A typical public identifier looks like PUBLIC "ISO 8879-1986//ENTITIES Added Latin 1//EN" where ISO 8879-1986 is the owner, ENTITIES is the text class and Added Latin 1 is the text description, and EN is language.

A system identifier looks like SYSTEM "htmlplus.dtd" where htmlplus.dtd is a system-specific identifier.

To map external identifiers to file names, one should first try the system identifier, as a file name, and then search entity catalog files and then search the list of file names derived from the public identifier. The catalog format is according to SGML/Opens resolution on entity management.

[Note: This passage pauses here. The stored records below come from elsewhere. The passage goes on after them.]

PR #153, opened 2017-04-20
Update federal account spending over time

ebdabbs:
See changes updated in the spending over time graph when data is filtered by Object Class on the Federal Account page.


src/js/containers/account/visualizations/AccountTimeVisualizationContainer.jsx
```diff
@@ -79,13 +79,85 @@ export class AccountTimeVisualizationSectionContainer extends React.Component {
...
+        // const filters = searchOperation.toParams();
+        const balanceFilters = searchOperation.toParams();
+        let filters = balanceFilters;
 
         const requests = [];
         const promises = [];
 
-        if (this.state.hasFilteredObligated) {
-            // In progress
+        const hasFilteredObligated = (this.props.reduxFilters.objectClass.count() > 0)
```
kevinli-work: Can we just pass `hasFilteredObligated` down to the child components as a prop instead of calculating it in every component?

src/js/containers/account/visualizations/AccountTimeVisualizationContainer.jsx
```diff
@@ -153,8 +223,93 @@ export class AccountTimeVisualizationSectionContainer extends React.Component {
         const xSeries = [];
         const ySeries = [];
         const allY = [];
-        if (this.state.hasFilteredObligated) {
-            // In progress
+        const hasFilteredObligated = (this.props.reduxFilters.objectClass.count() > 0)
```
kevinli-work: See note above; I feel like we should be able to hold this in state for this component rather than redoing the `if` every time

src/js/containers/account/visualizations/AccountTimeVisualizationContainer.jsx
```diff
@@ -153,8 +223,93 @@ export class AccountTimeVisualizationSectionContainer extends React.Component {
...
+            || (this.props.reduxFilters.programActivity.count() > 0);
+
+        if (hasFilteredObligated) {
+            if (this.state.visualizationPeriod === 'quarter') {
```
kevinli-work: Is there a way to combine the `hasFilteredObligated` true and false logic into one? It seems that both are doing nearly identical parsing with the exception of `true` calculating the `obligatedOther` value. Would it make more sense to combine the two sets of logic and just use the if-statement to determine whether or not to calculate `obligatedOther`?

src/js/containers/account/visualizations/AccountTimeVisualizationContainer.jsx
ebdabbs: Made hasFilteredObligated a state variable & passed down to child components as a prop

src/js/containers/account/visualizations/AccountTimeVisualizationContainer.jsx
ebdabbs: Made hasFilteredObligated a state variable & passed down to child components as a prop

src/js/containers/account/visualizations/AccountTimeVisualizationContainer.jsx
ebdabbs: Simplified `fetchData()` and `parseData()` logic by checking for `visualizationPeriod` and `hasFilteredObligated` only where necessary and eliminating repetitive if-else blocks.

The catalog consists of a series of entries and comments. A comment is delimited by -- like in a markup declaration.

The fallback derivation of the file name is modelled after the sgmls environment variable SGML_PATH, and Emacs psgml mode's sgml-public-map variable. There does not seem to be any official standards (this is left to the implementation), so this standard is simply an abstraction of real-world practice of SGML tools, and shall now be the standard for Debian systems, since this is the convention currently followed by all applications currently in Debian.

Contiguous white space is compacted to a single space and replaced with an underscore (_); the characters / to % are also replaced with _. The text class is down-cased. The language specifier (i.e., //EN) and anything following it should be removed.

Location of miscellaneous files

There are a number of other files, though not entities referenced by Document instances, are still required by the SGML subsytem to parse or validate the document. These files are also covered by this document.

Declaration Files: Any declaration file should be put in /usr/lib/sgml/declaration

Notations: These files go in /usr/lib/sgml/notation.

Examples

A few public and system identifiers pairings are shown below. PUBLIC "ISO 8879-1986//ENTITIES Added Latin 1//EN" /usr/lib/sgml/ISO_8879-1986/entities/Added_Latin_1 "ISO 8879-1986//ENTITIES Added Math Symbols: Arrow Relations//EN" /usr/lib/sgml/ISO_8879-1986/entities/Added_Math_Symbols:_Arrow_Relations "-//IETF//DTD HTML Level 3//EN//3.0" /usr/lib/sgml/IETF/dtd/HTML_Level_3.0 "-//IETF//DTD HTML Strict Level 3//EN" /usr/lib/sgml/IETF/dtd/HTML_Strict_Level_3 "-//USA-DOD//DTD Table Model 951010//EN" /usr/lib/sgml/USA-DOD/dtd/Table_Model_951010

The first four actually exist in Debian.